DATA IN THIS EXERCISE: Begin
PR #237, opened 2023-04-17
export ValidDateFromSelf and rename validDate filter

gcanti:
@tim-smart renamed `isValidDate` to `validDate` for consistency with other filters.

In the next minor I think we should also rename `date` to `DateFromSelf` and `DateFromString` to `Date`


tim-smart:
I think dateFromSelf / date is a good change.

Not sure about using uppercase though, unless you are doing a mass rename to make the APIs more consistent with the types?

S.Option
S.Either

gcanti:
The convention is:
- combinators -> lower case (option, readonlyMap, numberFromString)
- schemas -> lower case if there is a corresponding ts type (number, string), otherwise upper case (DateFromSelf, NumberFromString, Trim)

in `main` the only exception seems `date` at the moment

jessekelly881:
I also hate the pascal case names as well. jaja. Are the full schema definitions really necessary though? `S.NumberFromString` almost seems more awkward to write(and more importantly, read) than `pipe(S.string, S.numberFromString)` jaja

tim-smart:
> The convention is:
> 
> * combinators -> lower case (option, readonlyMap, numberFromString)
> * schemas -> lower case if there is a corresponding ts type (number, string), otherwise upper case (DateFromSelf, NumberFromString, Trim)
> 
> in `main` the only exception seems `date` at the moment

OK I see what you mean now, combinators vs schemas. I think the pascal case is fine then.

src/Schema.ts
```diff
@@ -1528,48 +1532,54 @@ export const date: Schema<Date> = declare(
...
-        typeId: IsValidDateTypeId,
+        typeId: ValidDateTypeId,
         description: "a valid Date",
         ...options
       })
     )
 
 /**
-  This combinator transforms a `string` into a `Date` by parsing the string using `Date.parse`.
+ * A schema representing valid dates, e.g. `new Date("fail")` even if an instance of `Date` is excluded.
```
tim-smart, line 1555: @gcanti I think this reads better:

```
A schema representing valid dates, e.g. `new Date("fail")` is excluded, even though it is an instance of `Date`.
```

PR #34, opened 2017-10-25
Adjust title and width of columns

SafeteeWoW:
1. Removed the text "item" at the top of session frame.
2. Replace L["g1"] and L["g2"] by "g1" and "g2". They don't need to be translated. Even if they are translated, the translation cant be displayed within 20 pixel width.
3. Increase the width of several columns in the voting frame to fully display the title of the column for some locales.


evil-morfar:
g1/g2 was intended for if some locale uses a different abbrevation for "gear", such as the russian "п1". It's probably not really relavant, but I think it's better to keep it in.

PR #35, opened 2017-10-25
Fix cloak related issues

SafeteeWoW:
See commit messages. We get cloak autopass issues because ML now sets equipLoc of armor tokens.


evil-morfar:
This doesn't fix backwards compability though.

SafeteeWoW:
ML have to not set equipLoc of armor tokens, in orer to keep compatibility? You want to do that?

SafeteeWoW:
I think we should just break compatibility here.

PR #36, opened 2017-10-25
Show the classes of armor tokens in the voting frame?

SafeteeWoW:
Not sure if this is a good change.
wowscrnshot_102517_152928


evil-morfar:
It's an interesting idea, and worth considering. I just don't think it fits very well with the current layout.

SafeteeWoW:
Will do this in another way. Close for now.

PR #39, opened 2017-10-26
stack duplicate items in the loot frame.

SafeteeWoW:
+ ~~~Add 'Auto Repeat' feature~~~
+ Add 'Stack Items' feature
  + automatically stack duplicate items in the loot session.
  + This often happens when looting the tokens. For example, three heroic vanquisher leg token drops. If I clicked to response either one, auto repeat my responses to the other two.
  + On by default
+ Add 'Print Response' option
  + Print your response in the chat window
  + Off by default
+ Rename 'autopass' option to "Response options"


evil-morfar:
This would still let duplicate items show up in the loot frame. This should only show each item once.

SafeteeWoW:
wowscrnshot_102717_113403

SafeteeWoW:
Now items stack. Duplicate items now only show once in the loot frame.

SafeteeWoW:
wowscrnshot_102717_114420

SafeteeWoW:
wowscrnshot_102717_154747

SafeteeWoW:
wowscrnshot_102717_155737

evil-morfar:
The number on the icon seems kinda redundant (?), but otherwise I like it.

SafeteeWoW:
Probably, but the Blizzard UI shows the stack number on the icon too, so I think it makes sense.

SafeteeWoW:
wowscrnshot_102717_194847

SafeteeWoW:
Removed the item count in the item text.

evil-morfar:
That's a nope. I liked the number in the item text, not the icon. It's too hard to see.

SafeteeWoW:
Reverted it. If you think it's good to show the number in the item text, I think I should also keep the number on the icon because this is how Blizzard UI show stacked items.

evil-morfar:
Was there any particular reason you wanted to print responses? It seems a bit redundant to me.
I also don't think there should be an option to stack the items - a lot of people have been asking for this for a long time, they should just stack all the time.

SafeteeWoW:
+ Print response is for people who likes confirmation and to help people realize he clicked the wrong button.
+ Stack items at all times? sure.

PR #46, opened 2017-10-27
Differ two %s in the locale string by '%1$s' and '%2$s'. This helps t…

SafeteeWoW:
+ This tells the translator the syntax "%1$s" and "%2$s" exist.


evil-morfar:
Imo this doesn't help, and isn't even worth the relocalization effort.

PR #48, opened 2017-10-31
Localized subtype code cleanup

SafeteeWoW:


evil-morfar:
I don't like this. It forces the `localizedSubTypes` to be recreated on every login, which is basically a waste of cpu (no matter how little impact it has). The `.created` check is a simple solution for that, that even modules can alter if need be.

PR #51, opened 2017-11-03
Better note button

SafeteeWoW:
#### Changelog
+ Add ```L["Click to change your note."]```
+ Note button is desaturated if no note is set.
+ Mouseover any response button also shows note if note is set
  + Allow user to do the final check before sending the response.
+ ```RCLOOTCOUNCIL_LOOTFRAME_NOTE``` dialog is removed.
+ Instead, an editbox is shown when the note button is clicked. The note is saved and editbox is hidden when the user clicks the note button again or presses enter.
   + I think this is much better than a popup because no extra popup that blocks the lootframe and user will always be aware which item he's working on.

wowscrnshot_110217_204750


SafeteeWoW:
Add an maximum limitation of 255 letters, which is the maximum letters allowed by SendChatMessage().
Length beyond this does not make sense.

evil-morfar:
I really like this, nice and clean.

One small issue: each entry retains it's editbox, so if an editbox is open when one clicks a response, it will be open the next time that entry frame is reused. Should be simple to fix, I just don't have more time today.

I could be a bit concerned about the lenght with certain locales, like chinese - does it count each character as 1 or multiple? Otherwise I agree larger notes doesn't make sense.

SafeteeWoW:
+ ```Editbox:SetMaxLetters``` sets the maximum number of letters. 1 Unicode character = 1 letter
  + Currently using this one.
+ ```Editbox:SetMaxBytes``` sets the maximum number of bytes. 1 Unicode character = more than 1 byte.

SafeteeWoW:
> One small issue: each entry retains it's editbox, so if an editbox is open when one clicks a response, it will be open the next time that entry frame is reused. Should be simple to fix, I just don't have more time today.

Fixed.

PR #52, opened 2017-11-03
Allow addon to work without ml

SafeteeWoW:
This resolves Curseforge issues [#134](https://wow.curseforge.com/projects/rclootcouncil/issues/134), [#137](https://wow.curseforge.com/projects/rclootcouncil/issues/137), [#171](https://wow.curseforge.com/projects/rclootcouncil/issues/171)

#### Changelog
+ Before switching loot method to master, check if we can switch to ML method (```addon:CanSetML()```)
+ When the loot method is not master loot, addon sets the "ML" of the addon to be the group leader.
  + People with lower version of RC will be unable to recognize group leader as "ML" and unable to receive command from "ML", but this is not a big compatibility problem. Guild using personal loot are unlikely to use the old version of RC.
+ The group leader can opt in to allow RC to work without ML, which is disabled by default.
#### When the loot method is not master loot and the current player is group leader 
+ Don't start session from loot window
+ Don't adjust loot threshold for auto award.
+ Don't call ```masterlooter``` module unless ```db.workWithoutML``` is true
+ Don't call usage popup unless ```db.workWithoutML``` is true
+ Don't automatically switch loot method to master if ```db.workWithML``` is true
#### Dev
+ New: ```addon:CanSetML()``` returns true if and only if we can set the master looter. (The player is raid leader and in a guild group)
---


SafeteeWoW:
I haven't tested yet, but I think the direction is correct.
Any ideas?

SafeteeWoW:
Haven't tested. will test this tomorrow.

SafeteeWoW:
Updated logic in options.
+ when we allows RC to work without ML, the leader usage should always be enabled unless "Never use RCLootCouncil"
+ When "xxx when leader" is checked, change usage dropdown now does not uncheck it.

You can use "/tinspect RCLootCouncil.db.profile.usage" and then check Dynamic updates, then change usage options in any way to debug it to see if my changes makes senses.

SafeteeWoW:
I think this PR is ready for v2.7

We should give another name to addon.isMasterLooter and addon.masterLooter to avoid confusion. I just don't bother to do that.

SafeteeWoW:
I think this PR is ready for v2.7. Initially, I made this PR complex because I didn't realize I don't need to bother usage if the loot method is not master. Usage is just for loot window, which we don't bother if loot method is not master.

+ Everyone treats group leader as "ML" when the loot method is not master.
+ Don't start session from loot window if loot method is not master.
+ Added a check to see if we can switch loot method to master, so RC doesn't attempt to switch to master loot if the group is not guild group.

We should give another name to addon.isMasterLooter and addon.masterLooter to avoid confusion. I just don't bother to do that.

Don't forget to note this change on the addon frontpage

evil-morfar:
One minor side effect of this is it enables the usage of any ML commands for group leaders when not using master loot, while disabling it until the group leader accepts usage. That's probably fine, as people are used to accept the popup anyway, and probably won't use the commands otherwise.

`addon.masterLooter` is really just a pointer to the "man in charge". The only other name I can think of would be leader, but the ML can also be a nonleader, and it honestly really doesn't matter.

SafeteeWoW:
> One minor side effect of this is it enables the usage of any ML commands for group leaders when not using master loot, while disabling it until the group leader accepts usage. 

Currently, there is an issue in usage. What if user is the ML, but clicks "No" in the usage popup? Then he runs "/rc add". ML will be able to run this command, but because we didn't set ```NewML``` on ml module, there is some issue.

In my opinion, usage should only determine whether or not we start a session from loot, not whether or not we start ml module.

SafeteeWoW:
+ Now ML modules enables if and only if the current player is "the man is charge", regardless of the usage.
+ Usage now only affects whether or not RC starts a session/sessionFrame from loot window. It determines the value of variable ```addon.handleLoot```. It does not affect manual commands such as "/rc award", "/rc add"

core.lua
```diff
@@ -1463,62 +1473,88 @@ end
...
 		return self:ScheduleTimer("NewMLCheck", 2)
 	end
-	if self:UnitIsUnit(old_ml, "player") and not self.isMasterLooter then
-		-- We were ML, but no longer, so disable masterlooter module
+
+	if not self.isMasterLooter then
 		self:GetActiveModule("masterlooter"):Disable()
+	elseif not self:GetActiveModule("masterlooter"):IsEnabled() then
+		self:CallModule("masterlooter")
+		self:GetActiveModule("masterlooter"):NewML(self.masterLooter)
```
evil-morfar: Should probably be moved down, as `self.masterLooter` might still be nil?

core.lua
```diff
@@ -1545,14 +1583,30 @@ function RCLootCouncil:GetML()
 		elseif mlPartyID then		-- Someone in party
 			name = self:UnitName("party"..mlPartyID)
 		end
-		self:Debug("MasterLooter = ", name)
-		-- Check to see if we have recieved mldb within 15 secs, otherwise request it
-		self:ScheduleTimer("Timer", 15, "MLdb_check")
```
evil-morfar: Why remove these?

evil-morfar:
> In my opinion, usage should only determine whether or not we start a session from loot, not whether or not we start ml module.

I agree - this just haven't been an issue before.

PR #53, opened 2017-11-03
Auto add awarded items in bag to the trade window

SafeteeWoW:


SafeteeWoW:
This refers to Curseforge issue [#114](https://wow.curseforge.com/projects/rclootcouncil/issues/114).

+ show dialog to prompt the user when the player trading with is the winner of any awarded items in bag.
+ If click yes, automatically add those items to the trade window.
+ Record any items traded. The items traded to the winner are removed from ```ML..awardedInBags```
  + TODO: print a message to ML or announce to the raid when this happens? Not sure if I should. Add the message if you want.
---
I have tested this feature by playing two characters at the same time. I didn't find a problem even if I 6 items are added together.

SafeteeWoW:
+ Now "/rc add" allows user to enter links without separate them with space.

evil-morfar:
I'm not sure what happened to the space thing between itemlinks - it used to work, but stopped a couple of months back. You really should put that in another pr. Also, is it really that complicated to extract?

SafeteeWoW:
Sure. I have extracted that commit 76f3720 into PR #56 .
It's an easy thing to do with "git cherry-pick"

evil-morfar:
We should really add the `awardedInBags` to the db so that these items are stored if the ML does a /reload. That really completes the whole "store loot and trade later" feature. One more thing to be concerned about is the 2 hour timer on items - I suppose that still applies to these items (I have never tested this in an actual raid).

>print a message to ML or announce to the raid when this happens? Not sure if I should. Add the message if you want.

Shouldn't be necessary.

SafeteeWoW:
Merged into #78

PR #54, opened 2017-11-03
Track all notes in the loot history

SafeteeWoW:
This refers to the Curseforge issue [#306](https://wow.curseforge.com/projects/rclootcouncil/issues/306)
Code is finished and tested.


SafeteeWoW:
I think we'd better record all notes sent by all candidates. I think people are requesting this feature because the guild is using a bidding system, and in bidding system, all notes are very important.
So I want to record all notes.

SafeteeWoW:
+ Instead of only recording the note of winners, record notes of all candidates.
  + Only guilds using bidding system need to record notes, but only recording the note of winners is not very useful for those guild.
  + We should expect only a small portion of raid set note for an item, so we don't need too much space.

SafeteeWoW:
+ Previously, CTRL+Scrollwheel changes the scale of frame, but the size of moreInfo does not change in sync with frame.
+ Now CTRL+Scrollwheel changes the scale of frame and moreInfo

evil-morfar:
I'm not really sure about storing all responses. While it somewhat makes sense to do, we're back to the addon's purpose; which is basically only loot council - with some, over time, added benefits. 

It could probably be displayed nicely in the loothistory in game, but the request was to add it to export, in which it'll be weird.

I updated the tooltip scaling myself.

SafeteeWoW:
I think the main concern is that if we should store all notes, or only store note of winner.

SafeteeWoW:
See the above commit messages for changes.

commas of notes in CSV is replaced by space instead of empty, otherwise, the meaning of sentence could be changed. imagining "11,11" is changed to "1111"

evil-morfar:
That's what I ment by being weird - there's no good way to export all the notes. Only storing the winner is by far the simplest approach.

While I get your point of changing commas to spaces in notes (and maybe responses), it really doesn't make any sense for anything else as those are as close to guaranteed to be proper sentences with space after a comma.

evil-morfar:
That's what I ment by being weird - there's no good way to export all the notes. Only storing the winner is by far the simplest approach.

While I get your point of changing commas to spaces in notes (and maybe responses), it really doesn't make any sense for anything else as those are as close to guaranteed to be proper sentences with space after a comma.

SafeteeWoW:
Used a rebase merge which I shouldn't have done. Should be fine though.

SafeteeWoW:
Commit messes up. Create a new PR

PR #57, opened 2017-11-04
Deprecate RCTokenClasses

SafeteeWoW:
#### Changelog
+ Add function ```RC:GetItemClassesAllowedFlag(item)```. It reads the tooltip to get the classes allowed for the item, as described by the tooltip. This function requires the item to be cached.
  + To save space, it returns a binary flag.
  + Return 0xffffffff if the tooltip does not specify "Classes: xxx"
  + Whether the binary bit `i` is 1 indicates whether the item can be used by the class with id `i`
  + For example, 0x02 (0b10) indicates the item can only be used by class Paladin(class id 2)
  + 0x912 (0b 1001 0001 0010) indicates Paladin, Priest, Warlock, Demon Hunter (classids 2, 5, 9, 12) 
+ Add table ```RC.classDisplayNameToID``` to convert localized class display name to class id
+ Add table ```RC.classTagNameToID``` to convert class name in capital english letters without space to class id (e.g., "WARRIOR', "DEMONHUNTER", etc)
+  ML sends ```classes``` with the return value of ```GetItemClassesAlloedFlag``` in the lootTable. Reroll also sends ```classes```
+ ```RC:AutoPassCheck``` and ```RC:GetItemTypeText``` receives ```classes``` and no longer use ```RCTokenClasses```
+ To preserve backward compatibity, if ```classes``` is not received from lootTable, in ```RC:PrepareLootTable()``` we generate ```classes``` from the data in ```RCTokenClasses```
+ Table ```RCTokenClasses``` is deprecated. This table is now only used in ```RC:PrepareLootTable()``` for backward compatibility purposes.
---
#### Benefit of the changes:
+ No longer need to maintain ```RCTokenClasses```. Less manual work = better.
+ Beside recent set tokens, the addon can now recognize the classes of old raid tokens and the classes of the item created by tokens.
  + For example, if the ML starts the session with a Druid set piece. All other classes will autopass this item. This can be useful if we allow the addon to work without ML.

---
I have tested this PR in all 11 languages and didn't find an issue.
Function ```RC:GetItemClassesAllowedFlag(item)``` is more carefully tested.

---
```bit``` is a built-in bitwise LUA library in WOW. You can get its usage from ```https://github.com/LuaDist/bitlib```


evil-morfar:
Fine idea - but again, I'm not sure LibDeformat is worth it.

SafeteeWoW:
See #73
DATA IN THIS EXERCISE: End
** WORK INSTRUCTIONS **
Exactly how many lines of the listing above hold the word "title"? Give the number alone.

** RESULT FOR THIS TASK **
2